PR #6261, opened 2022-11-27
Set the minimum supported version to Android 6.0

oleg-derevenetz:
Related to #6008

* Apache commons-io 2.11.0 did not work with Android 6 due to the following error:

```
E/AndroidRuntime: FATAL EXCEPTION: main
    Process: org.fheroes2, PID: 8710
    java.lang.NoClassDefFoundError: org.apache.commons.io.IOUtils$$ExternalSyntheticLambda2
        at org.apache.commons.io.IOUtils.<clinit>(IOUtils.java:183)
        at org.fheroes2.MainActivity.extractAssets(MainActivity.java:86)
        at org.fheroes2.MainActivity.onCreate(MainActivity.java:40)
        at android.app.Activity.performCreate(Activity.java:6309)
        at android.app.Instrumentation.callActivityOnCreate(Instrumentation.java:1113)
        at android.app.ActivityThread.performLaunchActivity(ActivityThread.java:2530)
        at android.app.ActivityThread.handleLaunchActivity(ActivityThread.java:2665)
        at android.app.ActivityThread.-wrap11(ActivityThread.java)
        at android.app.ActivityThread$H.handleMessage(ActivityThread.java:1499)
        at android.os.Handler.dispatchMessage(Handler.java:111)
        at android.os.Looper.loop(Looper.java:207)
        at android.app.ActivityThread.main(ActivityThread.java:5765)
        at java.lang.reflect.Method.invoke(Native Method)
        at com.android.internal.os.ZygoteInit$MethodAndArgsCaller.run(ZygoteInit.java:789)
        at com.android.internal.os.ZygoteInit.main(ZygoteInit.java:679)
```

The [proper desugaring](https://developer.android.com/studio/write/java8-support) was implemented to fix this issue.

* Set `minSdkVersion` to the lowest API level on which the application has been tested and 100% works - 23 (Android 6.0). Maybe it will work even on older versions, but I don't have such devices.

Native libraries are still built with minimum API level set to 19 (Android 4.4), it's the minimum API level supported by the latest NDK at the moment.

### DIFF
--- a/android/app/build.gradle
+++ b/android/app/build.gradle
@@ -23,6 +23,13 @@ android {
         }
     }
 
+    compileOptions {
+        coreLibraryDesugaringEnabled true
+
+        sourceCompatibility JavaVersion.VERSION_1_8
+        targetCompatibility JavaVersion.VERSION_1_8
+    }
+
     externalNativeBuild {
         ndkBuild {
             path 'jni/Android.mk'
@@ -73,9 +80,10 @@ android {
 }
 
 dependencies {
+    coreLibraryDesugaring 'com.android.tools:desugar_jdk_libs:1.2.0'
+
     implementation project(':sdl2')
-    // Versions 2.9.0+ do not work on devices with API level 23 (Android 6.0)
-    implementation group: 'commons-io', name: 'commons-io', version: '2.8.0'
+    implementation group: 'commons-io', name: 'commons-io', version: '2.11.0'
 }
 
 task copyH2D(type: Copy) {
--- a/android/app/build.gradle
+++ b/android/app/build.gradle
@@ -8,7 +8,7 @@ android {
     defaultConfig {
         applicationId 'org.fheroes2'
 
-        minSdkVersion 19
+        minSdkVersion 23
         targetSdkVersion 31
 
         // These paths are set relative to the android project directory
--- a/android/app/build.gradle
+++ b/android/app/build.gradle
@@ -74,6 +74,7 @@ android {
 
 dependencies {
     implementation project(':sdl2')
+    // Versions 2.9.0+ do not work on devices with API level 23 (Android 6.0)
     implementation group: 'commons-io', name: 'commons-io', version: '2.8.0'
 }
 
--- a/android/app/build.gradle
+++ b/android/app/build.gradle
@@ -74,7 +74,7 @@ android {
 
 dependencies {
     implementation project(':sdl2')
-    implementation group: 'commons-io', name: 'commons-io', version: '2.11.0'
+    implementation group: 'commons-io', name: 'commons-io', version: '2.8.0'
 }
 
 task copyH2D(type: Copy) {


oleg-derevenetz:
Hi @Branikolog could you please verify that you are able to run APK from this PR on your Android 7 device? I was able to run this APK on my Android 6 tablet just fine.

ihhub (approved):

ihhub:
Hi @oleg-derevenetz , I suggest to explicitly state minimum recommended version of Android in `docs/README_android.md` file to avoid any future questions form users. What do you think?

oleg-derevenetz:
@ihhub it's not quite the minimum recommended version, if device's API level is less than `minSdkVersion`, then installation will be canceled and `INSTALL_FAILED_OLDER_SDK` will be returned (in Android GUI this should be accompanied with the corresponding error message for the user), so you just will not be able to install the app at all. We can add the mention of the minimum Android version in the readme, but this seems a bit redundant.

Branikolog:
Hi, @oleg-derevenetz and @ihhub !
I've tested fheroes2 on my Android 7.0 device and it works brilliant!
~60 fps on adventure map.

ihhub:

oleg-derevenetz:
@Branikolog

> ~60 fps on adventure map.

It is relatively slow. If you install the release snapshot build from [here](https://github.com/ihhub/fheroes2/releases/tag/fheroes2-android), it should be much faster. Please note that release builds are signed by the different certificate, so you won't be able just to update the debug build to release, most likely you will need to uninstall the debug build first.

Branikolog:
> @Branikolog
> 
> > ~60 fps on adventure map.
> 
> It is relatively slow. If you install the release snapshot build from [here](https://github.com/ihhub/fheroes2/releases/tag/fheroes2-android), it should be much faster. Please note that release builds are signed by the different certificate, so you won't be able just to update the debug build to release, most likely you will need to uninstall the debug build first.

Considering how old my phone is and its performance capabilities, fheroes2 runs relatively smooth. But, in a case I start moving cursor during hero galloping game becomes really slow, (The same issue I mentioned few days ago on Win.)

oleg-derevenetz:
@Branikolog

> But, in a case I start moving cursor during hero galloping game becomes really slow

Even on the release build with V-Sync turned off?

Branikolog:
@oleg-derevenetz 

> > But, in a case I start moving cursor during hero galloping game becomes really slow
> 
> Even on the release build with V-Sync turned off?

I mean android build  on my device from current PR had same lags as we have in master branch with V-sync on and software cursor rendering,

oleg-derevenetz:
@Branikolog

> I mean android build on my device from current PR had same lags as we have in master branch with V-sync on and software cursor rendering,

Yes, maybe, but for different reasons. Rendering on debug builds is very slow (by several times) by itself because compiler optimizations are off, and since cursor rendering on Android is done in software (cursors on touchscreens cannot be hardware) cursor movement "takes" the rendering time from the adventure map. So I suggest to try this with the release build on your device, it is already available since this PR is already merged.

Branikolog:
@oleg-derevenetz 
Good! I'll try it in a couple hours. 
Thanks for help and your inestimable contribution to the project. :)

zenseii:
> @Branikolog
> 
> > ~60 fps on adventure map.
> 
> It is relatively slow. If you install the release snapshot build from [here](https://github.com/ihhub/fheroes2/releases/tag/fheroes2-android), it should be much faster. Please note that release builds are signed by the different certificate, so you won't be able just to update the debug build to release, most likely you will need to uninstall the debug build first.

Wasn't the whole issue for @Branikolog that he couldn't use any Android build up until this one? Would he be able to try that build from Oct 25th then?

Branikolog:
@oleg-derevenetz 
FPS is still ~60 on a XL map. I'm not sure FPS works correctly here. When I try to move cursor during hero movement FPS shows ~100, but hero movement is slowed down for about 20%. Without touching anything hero moves quite smoothly.

oleg-derevenetz:
@Branikolog

> FPS is still ~60 on a XL map. I'm not sure FPS works correctly here.

It depends on the frequency of redrawing, and it, in turn, depends on the hero's speed of movement. For example, on my Win10 machine with hardware cursor I have ~20FPS when the hero just stands (because of map object animations), ~60FPS when it moves with the hero speed set to 1, and ~120+ FPS when it moves with the hero speed set to 9 (because the time interval between hero's frames is less than when the hero speed set to 1 and more frequent redrawing is needed).

> When I try to move cursor during hero movement FPS shows ~100, but hero movement is slowed down for about 20%.

Well, that FPS spike is because we need to draw additional frames (at least partially) to redraw the software cursor, and this causes the slowdown of hero's movement. It is not noticeable on powerful PC (if there is no V-Sync of course), but this still can be noticeable on weaker handheld devices. Perhaps, on more modern handheld devices, this would also be unnoticeable. In any case, no one is expected to drag their finger across the screen during the hero's movement :)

◆ ASSIGNMENT: Look over the listing and return each line that holds "about".

◆ EXPECTED ANSWER:
FPS is still ~60 on a XL map. I'm not sure FPS works correctly here. When I try to move cursor during hero movement FPS shows ~100, but hero movement is slowed down for about 20%. Without touching anything hero moves quite smoothly.
> When I try to move cursor during hero movement FPS shows ~100, but hero movement is slowed down for about 20%.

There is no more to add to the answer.